Паша как застыл. На людях он не плакал и не страдал, больше молчал, вот только лицо набрякло нездоровым цветом, да ещё заледенели глаза. Даже мать переполошилась.
— Ты, сынок, хоть водки бы выпил, может, отпустит. Что же ты совсем затаился, нельзя же так. Конечно, жалко бабушку, но и пожила она на свете, дай, Бог, каждому.
А Паша закроет глаза и сами собой появляются картины прошлого. Вот они после войны идут на свадьбу к Хомутовым. Бабушка идёт впереди и тащит санки с гармошкой, он — следом. Она его подбадривает:— Не робей, Паша! Главное, ты шибче играй. Вот увидишь, заработаем тебе сёдни на штаны. Эт точно. Я им сказала про штаны. Обещали. И наедимся до отвала.
Или вот другое. Ещё громыхала война. Было душное лето. Мать с темна до темна на работе в поле, а они с бабушкой в бору собирают сучки и шишки. Хотя и шла война, тогда разрешали только их собирать. Жара, комары, пот градом, а ей хоть бы что.
— Ничего, внучек! Потерпи маленько. Зато зимой в лютую стужу, мы как натопим печку, и мороз нам не страшен.
Нагрузят тележку и по песку тащат в деревню. И так в день надо успеть не меньше пяти раз, так как впереди лютая зима..
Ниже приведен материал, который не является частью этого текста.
Issue #13290, opened 2024-01-13
Tracking Issue for precise pre-release update


ehuss:
### Summary

RFC: [#3493](https://github.com/rust-lang/rfcs/pull/3493)
Implementation: TODO
Documentation: TODO

Extends `cargo update --precise` to allow pre-release versions, even if the dependency declarations do not specify a pre-release.

### About tracking issues

Tracking issues are used to record the overall progress of implementation.
They are also used as hubs connecting to other relevant issues, e.g., bugs or open design questions.
A tracking issue is however *not* meant for large scale discussion, questions, or bug reports about a feature.
Instead, open a dedicated issue for the specific matter and add the relevant feature gate label.

linyihai:
Since https://github.com/rust-lang/cargo/pull/13296 had merged, i think i can lend a hand to continue.

Just in case I forgot, I was gonna @rustbot claim.

epage:
I believe @eopb was planning on working on this.  I'd recommend coordinating with them

eopb:
Yes, I'm still intending to work on this. If you'd like to help @linyihai, please reach out to me on zulip (under the same username as here).

I'm sure we can work together. The last thing I'd want to do is to slow things down by trying to hog this tracking issue.

linyihai:
FYI，I recently tried to implement an MVP based on RFC content.

weihanglo:
<https://github.com/rust-lang/cargo/pull/14013> shows the current implementation is a bit buggy, and there are upper bound semantic issues not yet resolved. See these test cases:

<https://github.com/rust-lang/cargo/blob/050f88c3316178a064619b79ef9f56f0583488cc/src/cargo/util/semver_ext.rs#L204-L233>

It is technically possible to fix them inside cargo. However to do that we'll need to duplicate the logic in `semver` crate. I am in the team of upstreaming things to `semver`.

linyihai:
Yes, The `semver` crate only supports to compare prerelease with prerelease if I remember correct，
https://docs.rs/semver/latest/src/semver/eval.rs.html#14-21

```
 // If a version has a prerelease tag (for example, 1.2.3-alpha.3) then it
    // will only be allowed to satisfy req if at least one comparator with the
    // same major.minor.patch also has a prerelease tag.
    for cmp in &req.comparators {
        if pre_is_compatible(cmp, ver) {
            return true;
        }
    }
```

[...]

PR #13626, opened 2024-03-22
Allow precise update to prerelease.

linyihai:

This is a feature that attempts to support updates to pre-release versions via `cargo update --precise`.

when `precise-pre-release` used, the prerelase version will be taking consider as compatible version.  That said, we can update to any compatible pre-release version. The logic of checking the compatibility of pre-release versions is currently tentative and does not take many conditions into account, this part of the logic makes more sense when implemented in semver.

Use `-Zunstable-options`  instead of  `-Zprecise-pre-release`.

### Additional information
Part of https://github.com/rust-lang/cargo/issues/13290


Eh2406:
I don't think I will be able to give this the attention it deserves until well after Rust Nation. But from a quick perusal it looks like a really good start. Thank you!

src/cargo/sources/registry/mod.rs
```diff
@@ -267,6 +267,7 @@ pub struct RegistrySource<'gctx> {
     /// warning twice, with the assumption of (`dep.package_name()` + `--precise`
     /// version) being sufficient to uniquely identify the same query result.
     selected_precise_yanked: HashSet<(InternedString, semver::Version)>,
+    selected_precise_prerelease: HashSet<(InternedString, semver::Version)>,
```
weihanglo, line 270: A similar comment as yanked one can be added for this field, if we're going to emit that warning

src/cargo/sources/registry/mod.rs
```diff
@@ -827,6 +847,22 @@ impl<'gctx> Source for RegistrySource<'gctx> {
...
+                    .expect("--precise <prerelease-version> in use");
+                if self
+                    .selected_precise_prerelease
+                    .insert((name, version.clone()))
+                {
+                    let mut shell = self.gctx.shell();
+                    shell.warn(format_args!(
+                        "selected prerelease package `{name}@{version}`"
+                    ))?;
+                    shell.note("if possible, try a compatible non-prerelease version")?;
```
weihanglo, line 863: Not sure if we want a message for prereleases. A yanked version implies a "don't use me" message from the crate author. Prereleases are in a different story like "use me at your own risk but thanks for being a tester!" Also, a prerelease version is more visible than a yanked non-prerelease version. People using it may already notice.

weihanglo (commented):
Thanks for this patch!

weihanglo:
Do we have tests for checking the feature gate work and doesn't leak on stable? Like prerelease would not be selected without the flag

weihanglo:
This `--precise <prerelease>` is pretty much similar to `--precise <yanked>`. This make me wonder if we want just overload `-Zunstable-options` for these two purpose instead of a separate `-Zprecise-pre-release` unstable flag.

src/cargo/sources/registry/mod.rs
linyihai: I agree. We can add it back if needed.

linyihai:
> This `--precise <prerelease>` is pretty much similar to `--precise <yanked>`. This make me wonder if we want just overload `-Zunstable-options` for these two purpose instead of a separate `-Zprecise-pre-release` unstable flag.

I already changed it by the way.

tests/testsuite/precise_pre_release.rs
```diff
@@ -41,20 +41,84 @@ perhaps a crate was updated and forgotten to be re-vendored?"#,
...
             name = "package"
+            [dependencies]
+            my-dependency = "0.1.1"
             "#,
         )
         .file("src/lib.rs", "")
         .build();
 
-    p.cargo("-Zprecise-pre-release update")
+    p.cargo("update -p my-dependency --precise 0.1.2-pre.0 -Zunstable-options")
```
weihanglo, line 64: nit: `-p` is no longer needed.

```suggestion
    p.cargo("update my-dependency --precise 0.1.2-pre.0 -Zunstable-options")
```

tests/testsuite/precise_pre_release.rs
```diff
@@ -41,20 +41,84 @@ perhaps a crate was updated and forgotten to be re-vendored?"#,
...
-        .run()
+        // This error is suffering from #12579 but still demonstrates that updating to
+        // a pre-release does not work on stable
+        .with_stderr(
+            r#"[UPDATING] `dummy-registry` index
+[UPDATING] my-dependency v0.1.1 -> v0.1.2-pre.0
+"#,
+        )
+        .run();
+    // Use yanked version.
```
weihanglo, line 74:
```suggestion
    // Use pre-release version.
```

tests/testsuite/precise_pre_release.rs
```diff
@@ -41,20 +41,84 @@ perhaps a crate was updated and forgotten to be re-vendored?"#,
...
         .file("src/lib.rs", "")
         .build();
 
-    p.cargo("-Zprecise-pre-release update")
+    p.cargo("update -p my-dependency --precise 0.1.2-pre.0 -Zunstable-options")
         .masquerade_as_nightly_cargo(&["precise-pre-release"])
-        .with_stderr("")
-        .run()
+        // This error is suffering from #12579 but still demonstrates that updating to
+        // a pre-release does not work on stable
```
weihanglo, line 67:
```suggestion
```

And ditto in `update_pre_release_differ`

src/cargo/sources/registry/mod.rs
```diff
@@ -752,7 +752,13 @@ impl<'gctx> Source for RegistrySource<'gctx> {
         if let Some((_, requested)) = self
             .source_id
             .precise_registry_version(dep.package_name().as_str())
-            .filter(|(c, _)| req.matches(c))
+            .filter(|(c, _)| {
+                if self.gctx.cli_unstable().unstable_options {
```
weihanglo, line 756: I don't know how `match_prerelease` will evolve, so it's better to have a check here maybe?

```suggestion
            .filter(|(c, to)| {
                if to.is_prerelease() && self.gctx.cli_unstable().unstable_options {
```

src/cargo/sources/registry/mod.rs
```diff
@@ -790,7 +796,13 @@ impl<'gctx> Source for RegistrySource<'gctx> {
                 .index
                 .query_inner(dep.package_name(), &req, &mut *self.ops, &mut |s| {
                     let matched = match kind {
-                        QueryKind::Exact => dep.matches(s.as_summary()),
+                        QueryKind::Exact => {
+                            if self.gctx.cli_unstable().unstable_options {
```
weihanglo, line 800: Same here. We might want this check to prevent any regression in the future, if some underlying functions change.

```suggestion
                            if req.is_precise() && self.gctx.cli_unstable().unstable_options {
```

weihanglo (commented):
Thanks for this!

Could we also have [a doc update](https://doc.rust-lang.org/nightly/cargo/reference/unstable.html#precise-pre-release) as well?

src/cargo/sources/registry/mod.rs
linyihai: Your concern makes sense.

src/doc/man/cargo-update.md
```diff
@@ -46,6 +46,9 @@ revision (such as a SHA hash or tag).
 While not recommended, you can specify a yanked version of a package (nightly only).
 When possible, try other non-yanked SemVer-compatible versions or seek help
 from the maintainers of the package.
+
+It's allows you choose any compatible `pre-release` version (nightly only) even when a pre-release is not specified by a projects `Cargo.toml`.
```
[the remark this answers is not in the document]
linyihai: Good annotations have always been my weakness, thank you for correcting this description.

tests/testsuite/precise_pre_release.rs
linyihai: Sounds gread, no need to pass -p anymore.

weihanglo (approved):
Thanks. The only missing piece is updating the unstable doc here to `-Zunstable-options`:

https://github.com/rust-lang/cargo/blob/f4ea1d16e9f7547c7dd4d45916142a244dc32332/src/doc/src/reference/unstable.md?plain=1#L350

weihanglo:
Thanks!

@bors r+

Похоронили её рядом с Гаврилой Михеичем. Народу было мало, оно и понятно, осень, идёт уборка — до старушки ли тут. Пришли соседи, знакомые, родственники. И вот уже охлопали лопатами земляной холмик. Попрощались, сказали последние слова и тихо пошли в деревню, помянуть по русскому обычаю
Когда умер дедушка Гаврила, Паше было чуть за шесть лет. Он не плакал, был ещё мал и плохо понимал, и только когда уже возвращались с кладбища, спросил у бабушки:
— Баба, а зачем деду зарыли в землю?
И она ему всё растолковала так, что помнит это до сих пор:
— Так, внучек, положено. Всё идёт своим чередом. Люди живут, чтобы у них родились дети, внуки и правнуки. Потом старые умирают и их хоронят на кладбище в землю. Это обычай такой.
— И их уже никогда-никогда не будет? Неужели от нашего деды ничего больше не останется на этом свете?
— Почему не останется? Он и сейчас живёт в тебе, в твоём папке, будет жить в твоих детях. Не будь его, не было бы и тебя.